We are also generating buzz for our Solstical Celebration Spectacular.  Plans are still forming, but one thing for sure is we'll burn a large effigy of a mosquito.  Their presence has markedly intensified, and last night I fought swarms off my face as I hastily set up my tent on a gravel beach.  An hour later, the wind gusted strong enough to blow over my tent while I stepped outside, as the stakes had little purchase in said gravel.  It was annoying to move everything behind a tree windbreak, and perpetually slither down my sleeping pad as the new spot sloped steeply, but at least the mosquitoes fucked off.

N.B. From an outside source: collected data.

PR #14511, opened 2022-04-19
Added migration to backfill offer ids in subscriptions

SimonBackx:
refs https://github.com/TryGhost/Team/issues/1520

- Sets the `offer_id` in the `members_stripe_customers_subscriptions` table based on the `offer_redemptions` that have the same tier and cadence
- We currently use the same subscription <-> offer linking when viewing a member
- The MySQL query is quite optimized in a single UPDATE query, but in SQLite we'll need to run (maximum) one UPDATE query for every offer (not per subscription).
- Best to merge this migration in 4.x (not in 5.0) because it is better (less error prone) to run this migration before starting to fill the offer_id field for updated migrations instead of after (https://github.com/TryGhost/Ghost/pull/14488)
- We need the SQLite migration for sites that will only migrate to MySQL at 5.0

Merge with/after https://github.com/TryGhost/Ghost/pull/14488

### DIFF
--- a/core/server/data/migrations/versions/4.45/2022-04-19-12-23-backfill-subscriptions-offers.js
+++ b/core/server/data/migrations/versions/4.45/2022-04-19-12-23-backfill-subscriptions-offers.js
@@ -30,30 +30,14 @@ module.exports = createTransactionalMigration(
             const updatedRows = result.length;
             const subscriptionsToUpdate = result;
 
-            // Group by offer ID (we make the assumption that we will have a limited amount of offers)
-            const groupedByOffers = {};
-            // eslint-disable-next-line no-restricted-syntax
-            for (const u of subscriptionsToUpdate) {
-                if (groupedByOffers[u.offer_id]) {
-                    groupedByOffers[u.offer_id].push(u.subscription_id);
-                } else {
-                    groupedByOffers[u.offer_id] = [u.subscription_id];
-                }
-            }
-
             logging.info(`Setting the offer_id for ${updatedRows} members_stripe_customers_subscriptions`);
 
             // eslint-disable-next-line no-restricted-syntax
-            for (const offerId of Object.keys(groupedByOffers)) {
-                const subscriptionIdChunks = chunk(groupedByOffers[offerId], 998);
-
+            for (const u of subscriptionsToUpdate) { 
                 // eslint-disable-next-line no-restricted-syntax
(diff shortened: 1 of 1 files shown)


core/server/data/migrations/versions/4.45/2022-04-19-12-23-backfill-subscriptions-offers.js
```diff
@@ -0,0 +1,77 @@
...
+                    // eslint-disable-next-line no-restricted-syntax
+                    await knex('members_stripe_customers_subscriptions')
+                        .update('offer_id', offerId)
+                        .whereIn('id', subscriptionIdChunk);
+                }
+            }
+        } else {
+            // Single update query
+            const query = `
+                UPDATE
```
allouis, line 61: Does this syntax work the same as `WITH`?

e.g. `WITH (${subquery}) AS c`

core/server/data/migrations/versions/4.45/2022-04-19-12-23-backfill-subscriptions-offers.js
```diff
@@ -0,0 +1,77 @@
...
+        if (DatabaseInfo.isSQLite(knex)) {
+            // Less optimized for SQLite
+            const result = await knex.raw(subquery);
+            const updatedRows = result.length;
+            const subscriptionsToUpdate = result;
+
+            // Group by offer ID (we make the assumption that we will have a limited amount of offers)
+            const groupedByOffers = {};
+            // eslint-disable-next-line no-restricted-syntax
+            for (const u of subscriptionsToUpdate) {
```
allouis, line 36: Honestly I would simplify further for SQLite
```js
for (const u of subscriptionsToUpdate) {
  await knex('members_stripe_customers_subscriptions')
    .update('offer_id', u.offer_id)
    .where('id', u.subscription_id);
}
```

allouis (approved):
Looks good - one comment on SQLite stuff

core/server/data/migrations/versions/4.45/2022-04-19-12-23-backfill-subscriptions-offers.js
SimonBackx: Okay, I'll revert it to that (had this initially but was not sure about performance) 😄

matthanley (approved):

daniellockyer (approved):

PR #14515, opened 2022-04-19
Updated members API to return subscriptions' offers from the offer_id

SimonBackx:
refs https://github.com/TryGhost/Team/issues/1520

**Changes in members repo**

Bumped to `5.12.0`, with the following changes:

- Compare differences via https://github.com/TryGhost/Members/compare/%40tryghost/members-api%405.11.1...%40tryghost/members-api%405.12.0
- Instead of doing the matching of the offers and subscriptions by looking at the offer redemptions, we can now look at the offer_id from subscriptions.
- This also fixes an issue where we don't attach the offer object to subscriptions in the members' browse method
- Updated browse behaviour to match the read behaviour of members (product relation needs to get loaded because it is missing in member.products if the subscription is expired).

**Tests**
- Includes test to see if the API correctly returns the offer object when fetching one or multiple members
- Check if the return format is the same for the read, edit and browse members admin API endpoints (offer was missing in subscriptions)
- Snapshot files have been updated because now the offer is returned in subscriptions (content length increased)

Merge https://github.com/TryGhost/Ghost/pull/14511 before merging this PR

### DIFF
--- a/package.json
+++ b/package.json
@@ -83,7 +83,7 @@
     "@tryghost/logging": "2.1.5",
     "@tryghost/magic-link": "1.0.21",
     "@tryghost/member-events": "0.4.1",
-    "@tryghost/members-api": "5.11.1",
+    "@tryghost/members-api": "5.12.0",
     "@tryghost/members-events-service": "0.3.3",
     "@tryghost/members-importer": "0.5.8",
     "@tryghost/members-offers": "0.11.1",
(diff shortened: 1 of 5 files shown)


matthanley (approved):
LGTM, just requested a second set of 👀 for the members API changes from @allouis

allouis (approved):

PR #14518, opened 2022-04-20
Map subscribers to newsletter

matthanley:
Closes https://github.com/TryGhost/Team/issues/1508
Refs https://github.com/TryGhost/Ghost/pull/14468

- Maps existing subscribers to the default newsletter

A note on performance:
We loop over the rows in a potentially large table (members) but I've minimised the impact by limiting the columns we fetch. The alternative is a raw SQL query like the one below: the SQL version takes ~0.9s vs ~1.1s for the migration (my laptop, ~30k members). The disadvantage of the raw SQL implementation is the approximation of the ObjectID (instead of a legit bson ID) which isn't sequential and may impact index size/performance.

```sql
insert into members_newsletters (id, member_id, newsletter_id)
    select
        substr(replace(uuid(),'-',''),1,24),
        id,
        '62595dcbfad4e031d85d166f'
    from members
    where members.subscribed=true;
```


matthanley:
Note the tests won't actually test the migration until after https://github.com/TryGhost/Ghost/pull/14468 is merged to create the default newsletter.

SimonBackx (approved):

core/server/data/migrations/versions/4.46/2022-04-20-08-39-map-subscribers-to-default-newsletter.js
```diff
@@ -0,0 +1,74 @@
...
+        if (!memberIds.length) {
+            logging.info(`No members to subscribe - skipping`);
+            return;
+        }
+
+        logging.info(`Found ${memberIds.length} members to subscribe`);
+
+        let pivotRows = [];
+        // eslint-disable-next-line no-restricted-syntax
+        for (const memberId of memberIds) {
```
daniellockyer, line 40: Could you switch to `const pivotRows = membersIds.map(m => ...` here to save the for-loop and therefore the eslint exemption?

core/server/data/migrations/versions/4.46/2022-04-20-08-39-map-subscribers-to-default-newsletter.js
```diff
@@ -0,0 +1,74 @@
...
+                newsletter_id: newsletter.id
+            });
+        }
+
+        const chunkSize = 1000;
+        const pivotChunks = chunk(pivotRows, chunkSize);
+
+        // eslint-disable-next-line no-restricted-syntax
+        for (const pivotChunk of pivotChunks) {
+            await knex('members_newsletters').insert(pivotChunk);
```
daniellockyer, line 53: As mentioned in Slack, Knex has a `batchInsert` utility that does the same thing here. No real preference, but it does save a few lines 🙂

SimonBackx (approved):

PR #14521, opened 2022-04-20
Added subscription stats API

allouis:
refs https://github.com/TryGhost/Team/issues/1505
refs https://github.com/TryGhost/Team/issues/1466

This adds a subscription stats api which returns the total count as well as the negative and positive deltas for subscriptions broken down by Tier and Cadence.

We use the same strategy as with MRR where we count backwards from the known totals.


allouis:
Closed in favour of https://github.com/TryGhost/Ghost/pull/14547

PR #14525, opened 2022-04-21
Added the newsletter API `?include=count.posts` and `?include=count.members` query options

tpatel:
refs https://github.com/TryGhost/Team/issues/1524

- This enables admins in the ghost admin to have an overview of the total posts/members associated with a newsletter.
- Follows the `?include=count.x` convention used by other resources

### DIFF
--- a/core/server/api/canary/newsletters.js
+++ b/core/server/api/canary/newsletters.js
@@ -13,6 +13,7 @@ module.exports = {
 
     browse: {
         options: [
+            'include',
             'filter',
             'fields',
             'limit',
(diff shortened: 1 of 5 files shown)


core/server/api/canary/newsletters.js
```diff
@@ -17,6 +18,13 @@ module.exports = {
             'order',
```
ErisDS, line 18: You're missing include in the permitted options

tpatel: yes that's what I've found too, thanks for looking into that 🙏

matthanley (approved):

SimonBackx (approved):

PR #14526, opened 2022-04-21
Deleted all v1/v2/v3 migrations

daniellockyer:
Please see the individual commits for context: https://github.com/TryGhost/Ghost/pull/14526/commits


core/server/data/migrations/utils.js
```diff
@@ -490,6 +490,23 @@ function addSetting({key, value, type, group}) {
...
+/**
+ * @param {number} major
+ */
+function createFinalMigration(major) {
+    return createTransactionalMigration(
+        async function up() {
+            throw new errors.InternalServerError({
+                message: `Unable to run migrations`,
+                context: `You must be on the latest v${major}.x to update across major versions - https://ghost.org/docs/woohoo/`,
+                help: `Run 'ghost update v${major}' to get the latest v${major}.x version, then run 'ghost update' to get to the latest.`
```
ErisDS, line 502: Cool, this is good enough to merge. 

I had a local list of copy checks that I've added to and put here: https://github.com/TryGhost/Toolbox/issues/307

daniellockyer: I'll update the link to https://ghost.org/docs/update/ just for now, and then we can re-assess when going through your issue

allouis (approved):

PR #14548, opened 2022-04-21
Added `show_header_name` column to newsletters table

matthanley:
refs https://github.com/TryGhost/Team/issues/1532

- Added before the migration in https://github.com/TryGhost/Ghost/pull/14468 to populate the default newsletter
- The fixture for the default newsletter has a different value than the model and schema default
- This is because by default the newsletter name is the same as the site title, and the site title is already shown


SimonBackx:
@matthanley I think you might need to update the schema hash in one of the tests + update `core/server/data/schema/schema.js` to include the new column

matthanley:
Yep! Also needs a fixture update as well :)

core/server/data/schema/fixtures/fixtures.json
```diff
@@ -24,7 +24,8 @@
             "entries": [
                 {
                     "name":             "Default Newsletter",
-                    "slug":             "default-newsletter"
+                    "slug":             "default-newsletter",
+                    "show_header_name": false
```
ErisDS, line 28: How come this is false in the fixture, but true everywhere else? Is it that the current default has it false? I assume so but if so that detail is very much a useful "why" for the commit 😬

matthanley: This is from the issue:
> default for first newsletter automatically created = off, default for any new newsletter added manually = on

This is because by default the newsletter name is the same as the site title, and the site title is already shown by default. I'll add this to the commit

SimonBackx (approved):

daniellockyer (approved):

PR #14558, opened 2022-04-22
Backfill canceled subscription events

allouis:
refs https://github.com/TryGhost/Team/issues/1455

There are a few cases for canceled subscriptions:

1. They have now expired
2. They were canceled _before_ we added cancelation events
3. They were canceled _after_ we added cancelation events

For 1 we can ignore them, because the MRR has corrected itself.

For 2 we must insert an event with a negative mrr_delta
For 3 we must update the cancellation event with the negative mrr_delta

Because we calculate the mrr_delta from the mrr column of a subscription, this migration must run before the one where we update mrr based on cancelations: https://github.com/TryGhost/Ghost/commit/95baa87f96651003a97eac768a0596c8818307f0


core/server/data/migrations/versions/5.0/2022-04-21-15-44-backfill-mrr-events-for-canceled-subscriptions.js
```diff
@@ -0,0 +1,66 @@
+const ObjectID = require('bson-objectid').default;
+const logging = require('@tryghost/logging');
+
+const {createTransactionalMigration} = require('../../utils');
+
+module.exports = createTransactionalMigration(
```
allouis, line 6: Will change this back to createIrreversibleMigrations

core/server/data/migrations/versions/5.0/2022-04-21-15-44-backfill-mrr-events-for-canceled-subscriptions.js
```diff
@@ -0,0 +1,66 @@
...
+                    subscription_id: subscription.id,
+                    member_id: subscription.member_id,
+                    currency: subscription.plan_currency,
+                    mrr_delta: -subscription.mrr
+                })
+            };
+        }, {toUpdate: [], toInsert: []});
+
+        await knex.batchInsert('members_paid_subscription_events', toInsert);
+        for (const event of toUpdate) {
```
allouis, line 61: Not sure about this, I think there's probably some nested update query we can do - not sure if it's worth the complexity though

core/server/data/migrations/versions/5.0/2022-04-21-15-44-backfill-mrr-events-for-canceled-subscriptions.js
```diff
@@ -0,0 +1,66 @@
...
+            );
+
+        if (subscriptions.length === 0) {
+            logging.info('No canceled subscriptions found, skipping migration.');
+            return;
+        } else {
+            logging.info(`Found ${subscriptions.length} canceled subscriptions, inserting MRR events.`);
+        }
+
+        const {toUpdate, toInsert} = subscriptions.reduce((memo, subscription) => {
```
allouis, line 32: We already loop here, so if performance is a concern, I can do the DB updates in this loop and generate the inserts to be batched

core/server/data/migrations/versions/5.0/2022-04-21-15-44-backfill-mrr-events-for-canceled-subscriptions.js
```diff
@@ -0,0 +1,66 @@
...
+
+module.exports = createTransactionalMigration(
+    async function up(knex) {
+        const subscriptions = await knex('members_stripe_customers_subscriptions')
+            .leftJoin('members_paid_subscription_events', 'members_stripe_customers_subscriptions.id', '=', 'members_paid_subscription_events.subscription_id')
+            .join('members_stripe_customers', 'members_stripe_customers_subscriptions.customer_id', '=', 'members_stripe_customers.customer_id')
+            .join('members', 'members_stripe_customers.member_id', '=', 'members.id')
+            .where('members_stripe_customers_subscriptions.cancel_at_period_end', '=', true)
+            .where('members_stripe_customers_subscriptions.mrr', '!=', 0)
+            .where(knex.raw(`(members_paid_subscription_events.type = 'canceled' OR members_paid_subscription_events.type is null)`))
```
matthanley, line 14: any reason not to use the `.where((query) => {...})` syntax for this?

allouis: Not particularly! Do you want me to change it?

core/server/data/migrations/versions/5.0/2022-04-21-15-44-backfill-mrr-events-for-canceled-subscriptions.js
```diff
@@ -0,0 +1,77 @@
...
+            logging.info(`Found ${canceledSubscriptions.length} canceled subscriptions, updating MRR events`);
+        }
+
+        const canceledEvents = await knex('members_paid_subscription_events')
+            .select(
+                'id',
+                'subscription_id'
+            )
+            .where('type', '=', 'canceled')
+            .whereIn('subscription_id', canceledSubscriptions.map(x => x.id))
```
matthanley, line 35: Is this safe given that we don't know how many entries we might have?

allouis: As long as we haven't got more than 32k we should be good!

allouis:

PR #14872, opened 2022-05-20
Added products and Stripe data to exports

matthanley:
- The migration path from 4.x on SQLite to 5.0 on MySQL requires an export/import
- Exports don't include the Stripe info required to map members to tiers correctly on import. This change fixes that.


ErisDS (approved):

SimonBackx (approved):

ErisDS:
Closing in favour of https://github.com/TryGhost/Ghost/pull/14877 for clarity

Calm before the storm, viewed through my tent mesh.


sunny paddle


focaccia with roasted eggplant tapenade and creamy Gorgonzola 


Tuesday, June 8, 2021

Advanced Retreat

I've made almost enough trips down to the basement to know where most of the food is now.  We have a fairly ingenious storage system given our restricted utilities capacity, making due with a couple freezers that run at night, a few propane-fueled fridges, and a half-dozen coolers fortified with ice packs.  There is enough electricity to run the KitchenAid mixer, though fucking up your chocolate frosting takes a noticeable toll on the battery bank.  Most often the stereo plays at a moderate volume, but once guests depart after breakfast, it's fun to crank up Dead Kennedys to finish washing dishes.

It's hard to say if the lake is really slightly warmer or we're building up our cold-water tolerance.  The level is rising as more mountain snow melts.  I performed my "wet exit" -- turning over and escaping from a kayak -- and can now paddle off on my own (with a radio, don't worry, mom).  Which will be a nice break in my routine of reading in my tent before dinner shifts start.

This weekend is a combination of group travel and accomplishing tasks that in civilization take five minutes but are woefully futile in the backcountry.  Electronically signing a PDF, getting blood drawn, obtaining camp stove fuel, drinking espresso, downloading episodes of a bizarrely entertaining food-obsessed anime series...  Nine of us crammed into an AirBnB condo to accomplish these and other mundane necessities.  But tomorrow we'll redeem things by hiking to a glacier, and I'll return to the sylvan retreat where I strive to make perfect little lemon tarts and crisp-skinned duck breast.